Rubus dasyphyllus

Scientific classification
- Kingdom: Plantae
- Clade: Embryophytes
- Clade: Tracheophytes
- Clade: Spermatophytes
- Clade: Angiosperms
- Clade: Eudicots
- Clade: Rosids
- Order: Rosales
- Family: Rosaceae
- Genus: Rubus
- Species: R. dasyphyllus
- Binomial name: Rubus dasyphyllus (W.M.Rogers) E.S.Marshall

= Rubus dasyphyllus =

- Genus: Rubus
- Species: dasyphyllus
- Authority: (W.M.Rogers) E.S.Marshall

Species of flowering plant

Rubus dasyphyllus is a species of bramble found in northwest Europe.

==Description==
Rubus dasyphyllus is an arching shrub with a hairy, reddish stem. The stem bears numerous prickles and pricklets, ranging in length from 1 to 8 mm. Glands, both stalked and sessile, are also numerous on the stem. The leaves are divided into 3–5 leaflets; these are light glossy green and hairless above, and greyish and downy below.

The flowers are pink, about 2.5 cm in diameter, and form a compact terminal inflorescence, with smaller axillary inflorescences.
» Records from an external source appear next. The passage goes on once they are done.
PR #438, opened 2026-04-17
[Orchestration] Add `NDSL_VERBOSE_ORCHESTRATION` 

FlorianDeconinck:
# Description

The env var will control a somewhat step-by-step save of SDFGs as it goes down the orchestration optimization. The SDFGs are saved in the same folder than the central SDFG cache (`.dacecache` by default)

Also:
 - Rename option for force GPU sync in orchestration

## How has this been tested?

No-op - debug only.

### DIFF
--- a/ndsl/dsl/dace/dace_config.py
+++ b/ndsl/dsl/dace/dace_config.py
@@ -29,12 +29,14 @@ if TYPE_CHECKING:
 DEACTIVATE_DISTRIBUTED_DACE_COMPILE = False
 
 
-def _debug_dace_orchestration() -> bool:
+def _sync_gpu_option() -> bool:
     """
+    Force synchronize after each kernel call.
+
     Debugging Dace orchestration deeper can be done by turning on `syncdebug`.
     We control this Dace configuration below with our own override.
     """
-    return os.getenv("NDSL_DACE_DEBUG", "False") == "True"
+    return os.getenv("NDSL_DACE_FORCE_SYNC_GPU", "False") == "True"
 
 
 def _is_corner(rank: int, partitioner: Partitioner) -> bool:
@@ -203,6 +205,11 @@ class DaceConfig:
         else:
             self._orchestrate = orchestration
 
+        # Verbose orchestration optimization
+        self.verbose_orchestration = (
+            os.getenv("NDSL_VERBOSE_ORCHESTRATION", "False") == "True"
+        )
+
         # We hijack the optimization level of GT4Py because we don't
         # have the configuration at NDSL level, but we do use the GT4Py
         # level
@@ -323,7 +330,7 @@ class DaceConfig:
 
             # Enable to debug GPU failures
             dace.config.Config.set(
-                "compiler", "cuda", "syncdebug", value=_debug_dace_orchestration()
+                "compiler", "cuda", "syncdebug", value=_sync_gpu_option()
             )
 
             if NDSL_GLOBAL_PRECISION == 32:
--- a/ndsl/dsl/dace/dace_config.py
+++ b/ndsl/dsl/dace/dace_config.py
@@ -205,9 +205,12 @@ class DaceConfig:
         else:
             self._orchestrate = orchestration
 
-        # Verbose orchestration optimization
+        # Verbose optimizations
         self.verbose_orchestration = (
             os.getenv("NDSL_VERBOSE_ORCHESTRATION", "False") == "True"
+        )
+        self.verbose_schedule_tree_optimizations = (
+            os.getenv("NDSL_VERBOSE_SCHEDULE_TREE_OPTIMIZATIONS", "False") == "True"
         )
 
         # We hijack the optimization level of GT4Py because we don't
--- a/ndsl/dsl/dace/orchestration.py
+++ b/ndsl/dsl/dace/orchestration.py
@@ -178,10 +178,12 @@ def _build_sdfg(
                 # Break all loops into uni-dimensional loops to simplify optimizations
                 sdfg.apply_transformations_repeated(MapExpansion, validate=True)
                 stree = sdfg.as_schedule_tree()
-                with open(
-                    os.path.abspath(f"{sdfg.build_folder}/03-pre_opt.stree.txt"), "w"
-                ) as f:
-                    f.write(stree.as_string())
+                if config.verbose_orchestration:
+                    with open(
+                        os.path.abspath(f"{sdfg.build_folder}/02-pre_opt.stree.txt"),
+                        "w+",
+                    ) as f:
+                        f.write(stree.as_string())
 
             with DaCeProgress(config, "Schedule Tree: optimization"):
                 passes = []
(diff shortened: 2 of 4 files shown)


romanc (approved):
Looks good. Should we reuse the same flag to trigger writing debug strees

https://github.com/NOAA-GFDL/NDSL/blob/6110c2eeaa14164e4867da64b1aaceca99a58908/ndsl/dsl/dace/stree/pipeline.py#L51-L53

in the stree opt pipeline?

FlorianDeconinck:
Added `stree` save and also dumping the static memory report in the .dacecache, because why not

ndsl/dsl/dace/orchestration.py
```diff
@@ -158,15 +158,30 @@ def _build_sdfg(
...
+                )
 
         if _INTERNAL__SCHEDULE_TREE_OPTIMIZATION:
             # Here be 🐉 - but tests exists in test_optimization.py
             with DaCeProgress(config, "Schedule Tree: generate from SDFG"):
                 # Break all loops into uni-dimensional loops to simplify optimizations
                 sdfg.apply_transformations_repeated(MapExpansion, validate=True)
                 stree = sdfg.as_schedule_tree()
+                with open(
+                    os.path.abspath(f"{sdfg.build_folder}/03-pre_opt.stree.txt"), "w"
```
romanc: What is number 02?

Also, use "w+" mode to create the file (it won't always already exist). This is what the failing test complain about.

ndsl/dsl/dace/dace_config.py
```diff
@@ -29,12 +29,14 @@
...
-def _debug_dace_orchestration() -> bool:
+def _sync_gpu_option() -> bool:
     """
+    Force synchronize after each kernel call.
+
     Debugging Dace orchestration deeper can be done by turning on `syncdebug`.
     We control this Dace configuration below with our own override.
     """
-    return os.getenv("NDSL_DACE_DEBUG", "False") == "True"
+    return os.getenv("NDSL_DACE_FORCE_SYNC_GPU", "False") == "True"
```
romanc, line 39: I agree that formal deprecation would be overkill for the rename of this debug flag. Let's just make sure that we remember this breaking change for the release notes.

romanc (commented):
Adding the schedule trees from the orchestration is a nice idea. I meant to rezse that env var to control the verbose printing of strees after wvery stree optimization pass (which is currently on by default if stree opt is turned on, e.g. in tests). If we are printing the stree before/after the opt pipeline, I'd suggest to not print the strees per opt pipeline step anymore (unless explicitly activated).

FlorianDeconinck:
Verbosed the `stree` pass into a `NDSL_VERBOSE_SCHEDULE_TREE_OPTIMIZATIONS` because I was there and your comment make sense.

When we clean up our optimization, it'll be time to turn all of this to a level of verbosity

ndsl/dsl/dace/stree/pipeline.py
```diff
@@ -26,8 +26,11 @@ def run(
 
 class CPUPipeline(StreePipeline):
     def __init__(
-        self, passes: list[stree.ScheduleNodeTransformer] | None = None
+        self,
+        passes: list[stree.ScheduleNodeTransformer] | None = None,
+        cache_directory: str = "./",
```
romanc: how about using `pathlib.Path` objects instead of strings?


```suggestion
        cache_directory: Path | None = None,
```

ndsl/dsl/dace/stree/pipeline.py
```diff
@@ -26,8 +26,11 @@ def run(
...
     ) -> None:
+        self.cache_directory = cache_directory
         self.passes = (
             passes if passes is not None else [CartesianAxisMerge(AxisIterator._K)]
         )
```
romanc: It looks like we are starting to duplicate things in the constructors of the CPU- & GPU-Pipeline. How about moving `self.cache_directory`  and ` self.passes` up to the abstract base class?

After doing so, looking at the current implementation, it looks like we can generalize the `__repr__` and `__hash__`  functions. Even the ` run()`  method could be lifted to the base class. The whole file could look something like this, I think

```py
from abc import ABC
from pathlib import Path

import dace.sdfg.analysis.schedule_tree.treenodes as stree

from ndsl.dsl.dace.stree.optimizations import AxisIterator, CartesianAxisMerge
from ndsl.logging import ndsl_log_on_rank_0


class StreePipeline(ABC):
    def __init__(
            self,
            *,
            passes: list[stree.ScheduleNodeTransformer],
            cache_directory: Path | None = None,
    ) -> None:
        if cache_directory is None:
            cache_directory = Path()

        self.cache_directory = cache_directory
        self.passes = passes

    def __hash__(self) -> int:
        return hash(repr(self))

    def __repr__(self) -> str:
        return str([type(p) for p in self.passes])

    def run(
        self,
        stree: stree.ScheduleTreeRoot,
        verbose: bool = False,
    ) -> stree.ScheduleTreeRoot:
        for i, p in enumerate(self.passes):
            if verbose:
                path = self.cache_directory / "pass{i}_{p}.txt"
                ndsl_log_on_rank_0.info(f"[Stree OPT] {p} (saving {path} after)")

            p.visit(stree)

            if verbose:
                with open(path, "w+") as f:
                    f.write(stree.as_string())

        return stree


class CPUPipeline(StreePipeline):
    def __init__(
        self,
        *,
        passes: list[stree.ScheduleNodeTransformer] | None = None,
        cache_directory: Path | None = None,
    ) -> None:
        super().__init__(
            passes=passes if passes is not None else [CartesianAxisMerge(AxisIterator._K)],
            cache_directory=cache_directory,
        )

class GPUPipeline(StreePipeline):
    def __init__(
        self,
        passes: list[stree.ScheduleNodeTransformer] | None = None,
        cache_directory: Path | None = None,
    ) -> None:
        super().__init__(
            passes=passes if passes is not None else [],
            cache_directory=cache_directory,
        )

```

ndsl/dsl/dace/orchestration.py
```diff
@@ -241,7 +271,11 @@ def _build_sdfg(
 
         with DaCeProgress(config, "Simplify (2)"):
             _simplify(sdfg)
-
+            if config.verbose_orchestration:
+                sdfg.save(
+                    os.path.abspath(f"{sdfg.build_folder}/06-simplify_2.sdfgz"),
```
romanc:
```suggestion
                    os.path.abspath(f"{sdfg.build_folder}/05-simplify_2.sdfgz"),
```

romanc (commented):
More ideas for cleanup ...

ndsl/dsl/dace/stree/pipeline.py
FlorianDeconinck: In this implementation (which I have pushed) StreePipeline is no longer an ABC (which is fine). Arguably we could reduce further and take out the Specialization by passing the Backend and altering the "good default"

Time will tell on this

==Distribution and habitat==
The species is found in northwest Europe, including Belgium, Denmark, Germany, the Netherlands, and the British Isles. It is one of the commonest brambles in parts of Great Britain, particularly in Wales, and northern England; it is absent from the Scottish Highlands and the southern half of Ireland. Its range extends to Germany in the east. It may be extinct in Sweden.